The best thing I ate in June: an homage to a classic, made gluten-free
The Birchwood Waffle's legacy lives on.
I have a secret: I have the Birchwood waffle recipe. Not the one in the cookbook, but the one they used in the restaurant during asparagus season.
When a friend once asked me what long bygone recipe I dream of, this was my answer. I spent years trying to recreate it from afar, even before they closed and I just didn’t live here. Look, I even have proof. This is an email from me to me from 2017 sending waffle recipes to myself.
But here’s the thing, even though one of these recipes is the asparagus waffle, it’s wrong.
Having a sharp palate is a blessing and a curse, because yes I could tell the recipe wasn’t right, but I wish I wasn’t able to! I just wanted to eat that damn waffle and pretend. This is the recipe they gave to the public because the real recipe has a step none of you want to do in it. So I kept trying to adjust it and always seemed to fail. The reason that I kept failing was because I had the wrong ingredients.
“Oh,” my friend said, “I have it.
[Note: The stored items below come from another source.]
PR #53, opened 2023-03-20
RSDK-2086 Camera Wrapper

oliviamiller:


cheukt:
seems like a lot of generated files got changed - is that expected?

Fahmina:
Just commenting so I can follow this PR. @shawnbmccarthy and I are ready to try to use this wrapper + modules to implement an OAKD camera

src/config/resource.hpp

Do you want it?”
Did I want it? That’s like asking a five-year-old boy if he wants your Charizard card in 2001. Of course I wanted it. “I’d sell a very small part of my soul for it,” I said.
My friend gave it to me, with two conditions: I’d never tell anyone who gave it to me and I’d never let anyone else see it. We shook on it. I got the recipe and went about making it the next morning, cutting off butts of asparagus and toasting a grain whose name I can’t give to you (it’s not quinoa).
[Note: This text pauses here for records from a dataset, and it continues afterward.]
PR #56, opened 2023-03-24
RSDK-2510 - Fix builds in linux

stuqdog:
Major changes:

- Adds workflow to build and test in CI (note: this is currently broken due to github actions being unable to install versions of protoc past 3.20.3. however, this builds and tests pass locally for both linux and mac. Will update workflow in a subsequent PR).
- Refactors tests to remove extraneous code from mock stubs
- Refactors server tests to more directly call to server code

Minor changes:
- Remove C++17-specific syntax
- Stop auto sorting headers


src/tests/test_camera.cpp
```diff
@@ -114,11 +120,12 @@ BOOST_AUTO_TEST_CASE(test_render_frame_service) {
 }
 
 BOOST_AUTO_TEST_CASE(test_get_properties_service) {
-    grpc::ClientContext ctx;
+    auto server = get_camera_server();
```
oliviamiller, line 123: is there a reason we need to create the server in every test instead of just doing it once?

stuqdog: Good question! My thinking was, 1) avoiding global values is generally good, 2) it isn't particularly expensive to recreate it, especially given it's only a testing context, and 3) it wasn't immediately obvious how to insert into it (as we do in the `get_camera_server()` function) outside a function. There probably is a way but I didn't dig particularly because of reasons 1 and 2 above :)

Happy to chat/revert if you have a particular preference!

oliviamiller (approved):

PR #57, opened 2023-03-24
RSDK-2391 Unit testing for generic component 

oliviamiller:


src/components/generic/server.hpp
```diff
@@ -19,7 +19,5 @@ class GenericServer
 
   GenericServer(){};
   GenericServer(std::shared_ptr<SubtypeService> sub_svc) : sub_svc(sub_svc){};
-
-private:
   std::shared_ptr<SubtypeService> sub_svc;
```
stuqdog, line 22: this should probably stay private. If we need to access it from outside the class then we can always add an accessor function.

src/tests/mocks/generic_mocks.cpp
stuqdog, line 1: We should make a header file for this and include that in the test rather than the CPP itself. I think I missed this in the last PR (sorry!), but we should do the same for `camera`.

stuqdog (changes requested):
A couple small comments but overall this looks great! Thanks for putting it together.

oliviamiller:
builds for me!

So when I tell you that I know that the waffle at Darling isn’t the same waffle, it’s not just because we’ve been told that by the Darling team.
I put it to the test one morning, making one at my house and then going there and eating theirs. There are some clear differences. A collage of quinoa is the biggest visual difference and the waffle being gluten-free is another, but this waffle is a beautiful homage.
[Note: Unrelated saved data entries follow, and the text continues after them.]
PR #58, opened 2023-03-27
RSDK-2114 - Fix reflection library importing

stuqdog:
Was able to install and build CPP SDK on a fresh linux system with this PR.


CMakeLists.txt
```diff
@@ -329,9 +330,18 @@ else()
...
+  
+  # We need to set the reflection library, which unfortunately does not 
+  # have a `.pc` file. To do so, we duplicate the `VIAMCPPSDK_GRPCXX_LIBRARIES` 
+  # value, assume its first element is the base dependency for GRPC, and 
+  # prepend our new list with a new value, equal to that base dependency plus 
+  # the `::grpc++_reflection` suffix for finding the reflection library.
+  list(GET VIAMCPPSDK_GRPCXX_LIBRARIES 0 VIAMCPPSDK_GRPC_ROOT)
+  set(VIAMCPPSDK_GRPCXX_REFLECTION_LIBRARIES ${VIAMCPPSDK_GRPCXX_LIBRARIES})
+  set(VIAMCPPSDK_GRPC_REFLECTION_LIB ${VIAMCPPSDK_GRPC_ROOT}::grpc++_reflection)
+  list(PREPEND VIAMCPPSDK_GRPCXX_REFLECTION_LIBRARIES VIAMCPPSDK_GRPC_REFLECTION_LIB)
```
acmorrow, line 342: I think this is missing `${...}` around `VIAMCPPSDK_GRPC_REFLECTION_LIB`

CMakeLists.txt
```diff
@@ -329,9 +330,18 @@ else()
...
   set(VIAMCPPSDK_GRPCXX_LIBRARIES ${GRPCXX_LIBRARIES})
+  
+  # We need to set the reflection library, which unfortunately does not 
+  # have a `.pc` file. To do so, we duplicate the `VIAMCPPSDK_GRPCXX_LIBRARIES` 
+  # value, assume its first element is the base dependency for GRPC, and 
+  # prepend our new list with a new value, equal to that base dependency plus 
+  # the `::grpc++_reflection` suffix for finding the reflection library.
+  list(GET VIAMCPPSDK_GRPCXX_LIBRARIES 0 VIAMCPPSDK_GRPC_ROOT)
+  set(VIAMCPPSDK_GRPCXX_REFLECTION_LIBRARIES ${VIAMCPPSDK_GRPCXX_LIBRARIES})
+  set(VIAMCPPSDK_GRPC_REFLECTION_LIB ${VIAMCPPSDK_GRPC_ROOT}::grpc++_reflection)
```
acmorrow, line 341: It is a little confusing that some of these are `GRPC_` and others `GRPCXX_`.

acmorrow, line 341: The `gRPC::<x>` form of library is only something that happens on the happy path where we obtain the gRPC infra via `find_package`. The logic here is in the fallback case where we need to try to obtain it via `pkg_check_modules` (aka pkgconfig). In that model, the values in `VIAMCPPSDK_GRPCXX_LIBRARIES` are just going to be a list of library names, like `grpc++;grpc;gpr`. When I run your code right now (after correcting the issue I note below), I get:

```
XXX VIAMCPPSDK_GRPCXX_LIBRARIES grpc++;grpc;gpr
XXX VIAMCPPSDK_GRPCXX_REFLECTION_LIBRARIES grpc++::grpc++_reflection;grpc++;grpc;gpr
```

So I think you should just drop the `::grpc++` part:
```
set(VIAMCPPSDK_GRPC_REFLECTION_LIB ${VIAMCPPSDK_GRPC_ROOT}::_reflection)
```

If you use the `bullseye` Docker container you should be able to test this.

src/CMakeLists.txt
```diff
@@ -334,11 +334,11 @@ target_link_directories(viamcpp
 
 target_link_libraries(viamcpp
   PUBLIC ${VIAMCPPSDK_GRPCXX_LIBRARIES}
+  PUBLIC ${VIAMCPPSDK_GRPCXX_REFLECTION_LIBRARIES}
```
acmorrow, line 337: This was previously `PRIVATE`. Does it need to be promoted to `PUBLIC`?

acmorrow (changes requested):

CMakeLists.txt
acmorrow: Small error above: I forgot to take out `::` too. So:
```
set(VIAMCPPSDK_GRPC_REFLECTION_LIB ${VIAMCPPSDK_GRPC_ROOT}_reflection)
```

stuqdog: Agreed! adding `XX` to all for consistency.

CMakeLists.txt
```diff
@@ -329,9 +330,18 @@ else()
   set(VIAMCPPSDK_GRPCXX_INCLUDE_DIRS ${GRPCXX_INCLUDE_DIRS})
   set(VIAMCPPSDK_GRPCXX_LIBRARY_DIRS ${GRPCXX_LIBRARY_DIRS})
   set(VIAMCPPSDK_GRPCXX_LIBRARIES ${GRPCXX_LIBRARIES})
+  
+  # We need to set the reflection library, which unfortunately does not 
+  # have a `.pc` file. To do so, we duplicate the `VIAMCPPSDK_GRPCXX_LIBRARIES` 
+  # value, assume its first element is the base dependency for GRPC, and 
+  # prepend our new list with a new value, equal to that base dependency plus
```
acmorrow, line 337: It isn't easy to see here, but these four lines have trailing whitespace. Personally, I like to configure my editor to make trailing whitespace visible so I don't forget to clean it up.

benjirewis (approved):
I don't see any relevant error messages on Ubuntu 22.04 with these changes when trying to build on my machine.

PR #63, opened 2023-03-31
RSDK-2436 - testing in ci

stuqdog:
#### Major Changes ####
Fixes our CI testing for C++ (thanks to @cheukt and @maximpertsov for the help!)

#### Testing ####
It works and the CI test passes. When adding a failing test, the CI test fails.


cheukt (approved):

etc/docker/tests/Dockerfile.debian.bullseye
```diff
@@ -0,0 +1,43 @@
...
+
+
+RUN apt-add-repository 'deb http://deb.debian.org/debian bullseye-backports main'
+
+RUN apt-get update
+
+RUN apt-get -y --no-install-recommends install -t bullseye-backports \
+    cmake
+
+COPY . /tmp/
```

The bacon lardons have been replaced with bacon-bacon. It’s still topped with a flavored butter (radish) and marmalade (rhubarb-jalapeno), but where Birchwood regularly rotated those, these are more static.
And this waffle? It’s gluten-free, which means that texturally, it’s different from than the original. It’s also singularly the best gluten-free waffle I have ever had.
Gluten-free and all, when I don’t want to do all the steps to make the real Birchwood waffle at home, I come here happily. It reminds me of an era in my life when friends and I would split the former version of this waffle hungover with our sunglasses on in the AC because we couldn’t afford the cost of a unit or the cost to run it.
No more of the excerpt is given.